What is needed
Your answer should be every line of the records that contains the word "other", copied as it stands.

[Collected data entries]
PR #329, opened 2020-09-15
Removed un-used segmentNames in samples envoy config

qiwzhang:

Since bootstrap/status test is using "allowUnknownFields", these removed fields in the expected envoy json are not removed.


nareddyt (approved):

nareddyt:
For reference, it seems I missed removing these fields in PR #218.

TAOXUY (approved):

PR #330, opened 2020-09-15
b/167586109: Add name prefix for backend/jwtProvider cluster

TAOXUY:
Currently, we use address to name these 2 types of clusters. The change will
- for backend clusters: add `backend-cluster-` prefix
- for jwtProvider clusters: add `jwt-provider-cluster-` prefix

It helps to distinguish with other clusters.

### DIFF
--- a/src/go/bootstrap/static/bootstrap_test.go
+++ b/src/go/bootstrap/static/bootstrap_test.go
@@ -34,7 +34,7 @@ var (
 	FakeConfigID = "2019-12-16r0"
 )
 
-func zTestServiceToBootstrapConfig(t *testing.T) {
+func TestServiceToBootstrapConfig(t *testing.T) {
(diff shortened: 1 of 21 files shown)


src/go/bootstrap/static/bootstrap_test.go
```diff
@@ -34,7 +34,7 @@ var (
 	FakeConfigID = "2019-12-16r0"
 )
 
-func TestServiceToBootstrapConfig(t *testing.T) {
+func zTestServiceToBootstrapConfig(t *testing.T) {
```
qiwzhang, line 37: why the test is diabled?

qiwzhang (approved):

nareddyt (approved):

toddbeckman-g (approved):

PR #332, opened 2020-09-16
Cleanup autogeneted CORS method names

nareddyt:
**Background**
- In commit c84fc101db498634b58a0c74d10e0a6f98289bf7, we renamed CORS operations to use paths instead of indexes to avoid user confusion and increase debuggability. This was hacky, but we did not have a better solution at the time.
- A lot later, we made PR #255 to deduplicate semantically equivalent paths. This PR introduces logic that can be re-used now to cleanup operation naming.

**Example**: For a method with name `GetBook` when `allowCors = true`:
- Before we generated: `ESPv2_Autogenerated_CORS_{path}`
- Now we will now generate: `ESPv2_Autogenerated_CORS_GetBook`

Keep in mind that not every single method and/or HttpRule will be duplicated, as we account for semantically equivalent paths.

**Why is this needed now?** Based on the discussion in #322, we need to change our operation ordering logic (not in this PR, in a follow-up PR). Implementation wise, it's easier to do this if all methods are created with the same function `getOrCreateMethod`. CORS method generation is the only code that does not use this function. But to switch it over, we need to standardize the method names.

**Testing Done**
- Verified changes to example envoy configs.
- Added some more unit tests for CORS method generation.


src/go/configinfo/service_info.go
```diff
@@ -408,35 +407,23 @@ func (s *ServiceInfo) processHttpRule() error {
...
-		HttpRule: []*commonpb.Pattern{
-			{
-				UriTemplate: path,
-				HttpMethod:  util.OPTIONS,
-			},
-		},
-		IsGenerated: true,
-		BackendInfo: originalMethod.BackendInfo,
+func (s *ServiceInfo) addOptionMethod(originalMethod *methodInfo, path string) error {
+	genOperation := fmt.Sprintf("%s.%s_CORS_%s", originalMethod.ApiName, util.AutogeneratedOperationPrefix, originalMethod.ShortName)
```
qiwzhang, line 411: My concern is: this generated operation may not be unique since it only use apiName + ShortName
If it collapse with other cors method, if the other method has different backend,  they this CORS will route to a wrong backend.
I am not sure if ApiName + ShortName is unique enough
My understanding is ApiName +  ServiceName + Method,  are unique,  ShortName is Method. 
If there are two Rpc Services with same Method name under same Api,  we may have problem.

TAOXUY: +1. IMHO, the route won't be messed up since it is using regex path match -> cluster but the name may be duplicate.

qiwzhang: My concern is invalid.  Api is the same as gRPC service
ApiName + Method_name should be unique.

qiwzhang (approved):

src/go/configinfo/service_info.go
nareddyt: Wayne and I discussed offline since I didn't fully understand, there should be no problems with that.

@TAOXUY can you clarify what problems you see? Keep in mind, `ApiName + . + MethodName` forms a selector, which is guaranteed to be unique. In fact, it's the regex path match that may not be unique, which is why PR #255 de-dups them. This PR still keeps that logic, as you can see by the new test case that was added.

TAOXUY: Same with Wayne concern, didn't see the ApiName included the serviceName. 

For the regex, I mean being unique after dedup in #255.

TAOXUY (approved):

Solution to the problem
It helps to distinguish with other clusters.
If it collapse with other cors method, if the other method has different backend,  they this CORS will route to a wrong backend.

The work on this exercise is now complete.